▶ _Required work_
Transcribe the records in their entirety, exactly as given.

▶ _Stored items_
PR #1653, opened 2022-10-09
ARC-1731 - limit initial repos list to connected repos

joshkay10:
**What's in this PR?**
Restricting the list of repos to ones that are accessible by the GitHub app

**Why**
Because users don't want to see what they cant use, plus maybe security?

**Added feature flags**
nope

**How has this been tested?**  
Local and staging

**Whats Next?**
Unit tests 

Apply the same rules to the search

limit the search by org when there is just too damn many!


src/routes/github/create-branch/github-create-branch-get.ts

▶ _Solution to this problem_
PR #1653, opened 2022-10-09
ARC-1731 - limit initial repos list to connected repos

joshkay10:
**What's in this PR?**
Restricting the list of repos to ones that are accessible by the GitHub app

**Why**
Because users don't want to see what they cant use, plus maybe security?

**Added feature flags**
nope

**How has this been tested?**  
Local and staging

**Whats Next?**
Unit tests 

Apply the same rules to the search

limit the search by org when there is just too damn many!


src/routes/github/create-branch/github-create-branch-get.ts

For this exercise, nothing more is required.